Collected data
"""

PR #2175, opened 2024-10-15
Allowlist all stripe requests, not just stripe elements

ifosli:
# 📲 What

Allowlist all requests from `*.stripe.com`, `*.stripe.network`, or `stripecdn.com` in the survey/backing details webview.

# 🤔 Why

"""

● **WHAT IS NEEDED**: Of all the lines in the data above, show only those that hold the word "stripe".

● **EXPECTED ANSWER**:
Allowlist all stripe requests, not just stripe elements
Allowlist all requests from `*.stripe.com`, `*.stripe.network`, or `stripecdn.com` in the survey/backing details webview.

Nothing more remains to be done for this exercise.